Despite recent guidance on the expansion of situations where general wellness products would not be FDA regulated, it is clear from the town hall meeting that companies need to consider the Q-sub process to discuss their products to stay consistent with the FDA’s expectations for a general wellness product. Where applicable, the generation of peer-reviewed publications for support gives real advantages to companies that elect to go down this route, but these efforts take dedicated time and resources. Depending on the type of validation data being gathered, there could be requirements to go through an Institutional Review Board (IRB) process to gather what could be considered quasi-clinical data, even though the intent of the product is not for specifically named clinical or medical purposes.

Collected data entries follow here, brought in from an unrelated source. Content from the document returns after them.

PR #13983, opened 2022-05-03
Probably fixes a whole slew of explosions doing twice as much damage as they should

Mqiib:
WOW where to start?
So for like over a year or two I've been wondering why some explosions were really ridiculously insanely overtuned and yet the explosion effects they applied were normal?? This includes stuff like frag grenades, the old now-removed (but possibly returning!!) frag round, and most recently explosive holoparasites. Turns out, this is because at the epicenter of the explosion, regardless of how small it was, it would actually ex_act things on the time (like mobs) TWICE! So stuff with single-tile explosions like frag rounds and the explosive holoparasite would do TWICE as much damage as it was supposed to do.

This PR actually changes getallcontents to have an override for ignoring the object it's called on rather than adding it to the list, which is why explosion epicenters hit things a second time.

Credit to @ToasterBiome for throwing (working) code at me before I figured out how to do it myself, so I just used that.
Post-PR edit: his code didn't actually work so I had to do something else, but thanks for the help!

# Wiki Documentation

Shouldn't be anything

# Changelog

:cl:  Mqiib, ToasterBiome

bugfix: Explosion epicenters no longer do double damage.
tweak: Indirectly makes the fireball spell deal roughly half as much damage
tweak: Frag grenades and explosive holoparasites can longer instantly kill you
tweak: Anything else that did its damage via small explosions significantly nerfed

/:cl:


ToasterBiome:
add me in the changelog

also is this tested

Mqiib:
> also is this tested

Imagine assuming I don't test my questionable code. It works!!

Mqiib:
If anyone things this is a "bad nerf" and "ided" then you are "cringe" and should "go fuck yourself"

Notamaniac:
bad nerf, ided

(though does this stop gibbings if you're caught in the epicenter?)

Mqiib:
Ok don't merge this yet I need to figure out why chain reaction grenades now don't work

Mqiib:
PROBLEM SOLVED!

SomeguyManperson (approved):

In the case of validation data that is not published in a peer-reviewed arena, it could be assumed for the moment that a summary of validation that the FDA may require would be supplied via a Q-sub. These are exciting times for general wellness product manufacturers, but as with most things the details matter, and clearly in some cases the FDA is signaling that it needs to be informed on those details, even for an enforcement discretion product the FDA does not intend to regulate.